|Why DLP can’t stop insider threats
Disgruntled or departing employees often steal confidential information out of spite or a misguided sense of entitlement. Stolen data are often customer details, prospect or price lists, marketing plans, new product details, financial information and IP. A recent Ponemon Institute study found that nearly 60 per cent of employees who’d lost or left their jobs took confidential information with them, including customer contact lists and other data that could end up in the hands of competitors. Of course, commercial gain is often a motive with insider fraud. In a recent example, US company Starwood (owner of Sheraton, Westin and Le Meridian brands) filed suit against the Hilton Hotel group after it hired a number of Starwood executives.
According to the lawsuit, trade secrets were taken which Hilton used to develop its new Denizen Hotels concept. Starwood claims that the former head of its luxury brands group downloaded ‘truckloads of documents when printed’ on his laptop computer. Other times, when thieves target smaller amounts of specific information, their loss is more difficult to spot.
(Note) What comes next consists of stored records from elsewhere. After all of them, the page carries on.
PR #646, opened 2025-03-16
Anchored Column Id

dbolotin:


lib/model/common/src/drivers/pframe/spec/anchored_id.ts
```diff
@@ -0,0 +1,215 @@
...
+
+function domainKey(key: string, value: string): string {
+  return JSON.stringify([key, value]);
+}
+
+/**
+ * Context for resolving and generating anchored references to columns and axes
+ * Maintains maps of known domain values and axes that can be referenced by anchors
+ */
+export class AnchorCtx {
```
Snyssfx, line 22: Ctx is very overloaded word, could we use another word? It might be `GroupedDomains`, not sure.

sdk/workflow-tengo/src/workflow/query-related.tpl.tengo
```diff
@@ -0,0 +1,218 @@
...
+ll := import(":ll")
+slices := import(":slices")
+maps := import(":maps")
+json := import("json")
+bquery := import(":workflow.bquery")
+
+self.awaitState("anchorSpecs", { wildcard: "*" }, "ResourceReady")
+self.awaitState("related", "ResourceReady")
+
+self.body(func(inputs) {
```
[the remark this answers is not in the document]
dbolotin: Please create a ticket for that! 🙏

lib/model/common/src/drivers/pframe/spec/anchored_id.ts
dbolotin: In this case it seems to be a good word. Can't think of a better name.

PR #664, opened 2025-03-24
pfconv exportCsv braking change: for some inputs order of columns in …

vadimpiven:
…exported CSV files could change


dbolotin:
🥳

PR #665, opened 2025-03-25
 pl-errors: add error like shape 

Snyssfx:


lib/model/pl-error-like/src/error_like_shape.ts
```diff
@@ -0,0 +1,63 @@
...
+  message: string;
+  stack?: string;
+  cause?: ErrorLike;
+  errors?: ErrorLike[];
+};
+
+export type ErrorLike = StandardErrorLike | PlErrorLike;
+
+export function ensureErrorLike(error: unknown): ErrorLike {
+  const err = error as any;
```
gramkin, line 24: Why is it "any" there? It's a bit dangerous.

lib/model/common/src/block_state.ts
```diff
@@ -22,7 +22,7 @@ export type BlockState<
    * template */
   ui: UiState;
 
-  /** Outputs rendered with block config */
+  /** Outputs rendered with block confing */
```
gramkin, line 25: Typo

lib/model/pl-error-like/eslint.config.mjs
```diff
@@ -0,0 +1,4 @@
+import { base } from '@milaboratories/eslint-config';
```
gramkin, line 1: Now we have a "common" eslint configuration (for both node and browser universal packages), it is better than the "base" one

lib/model/pl-error-like/src/error_like_shape.ts
gramkin: (btw, we can even use"zod" here)

PR #669, opened 2025-03-25
tengo, pframes: skip exporting files when we have a certain annotation

Snyssfx:


sdk/workflow-tengo/src/pframes/export-pframe.lib.tengo
```diff
@@ -0,0 +1,132 @@
...
+
+	for colName, col in columns {
+		if is_undefined(col.data) {
+			result.add(colName, col.specRaw, undefined)
+			continue
+		}
+
+		shouldHideDataFromUI := skipHideDataFromUI && !is_undefined(col.spec) && col.spec.annotations["pl7.app/hideDataFromUi"] == "true"
+		if shouldHideDataFromUI {
+			// it was called from UI and we shouldn't export this column's data to UI, so we set undefined.
```
DenKoren, line 98:
```suggestion
			// template is called by ML automatic exporter and the column is marked as 'not for UI'. We shouldn't export it.
```

DenKoren (approved):

PR #617, opened 2019-03-25
Examples fix

Dmitry221060:
(And GH also fixed mixed line endings)


lavrton:
Thanks a lot of the edits, but that file is generated from source code from `./src` folder. So we should edit that files instead.

PR #619, opened 2019-03-26
Initial Pointer events

jquense:
This is a quick attempt, based off of work we've done in our own app using react-konva. It's a simple emulation of pointer-events. It doesn't try and polyfill for browsers that don't support them but does implement the basic `pointerCapture` logic which makes dragging shapes a lot nicer, since you don't need to attach more handles on mouse/touch down.

I wasn't quite sure how to implement the pointer{enter|leave} logic, but would be happy to do it. I'm also not entirely sure how to test this, since there is no contributing guide but i thought i'd throw up what i have so far.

According to last year’s Global Fraud Report, published by the Association of Certified Fraud Examiners, the financial services industry is at the highest risk from insiders: 80% of all fraud was attributable to people working in the accounting, operations, sales, customer service and purchasing departments of lender or financial services businesses.
Why DLP won’t help
Many IT security vendors have developed or acquired Data Loss Prevention (DLP) solutions which promise for data protection or deliberate removal of sensitive information. To use these systems (assuming you know where all your sensitive information resides) you first must classify it by degree of sensitivity and then keep the information updated as sensitivity changes over time. For many organisations, the set-up process is too complex and the ongoing operation too onerous.
More to the point, ‘enterprises don’t know where their unstructured data is,’ says Nick Selby, head of enterprise security research at The 451 Group.’ Putting a box at the gateway doesn’t solve the (data loss) problem, but highlights it.’ Most importantly, insiders with privileged access will know these systems and how to get around them.